WHAT YOU SHOULD DO:
Keeping every character as it is, transcribe the entries below.

----

PR #1123, opened 2024-06-05
disable optimization was not working

TingDaoK:
*Issue #, if available:*

`__asm__ __volatile__("" ::: "memory")` doesn't prevent GCC 7.5.0 to optimize those functions on arm64, and result in a test failure

*Description of changes:*

Use another way to disable optimization.

### DIFF
--- a/tests/memtrace_test.c
+++ b/tests/memtrace_test.c
@@ -63,31 +63,35 @@ static int s_test_memtrace_count(struct aws_allocator *allocator, void *ctx) {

----

TASK ANSWER:
PR #1123, opened 2024-06-05
disable optimization was not working

TingDaoK:
*Issue #, if available:*

`__asm__ __volatile__("" ::: "memory")` doesn't prevent GCC 7.5.0 to optimize those functions on arm64, and result in a test failure

*Description of changes:*

Use another way to disable optimization.

### DIFF
--- a/tests/memtrace_test.c
+++ b/tests/memtrace_test.c
@@ -63,31 +63,35 @@ static int s_test_memtrace_count(struct aws_allocator *allocator, void *ctx) {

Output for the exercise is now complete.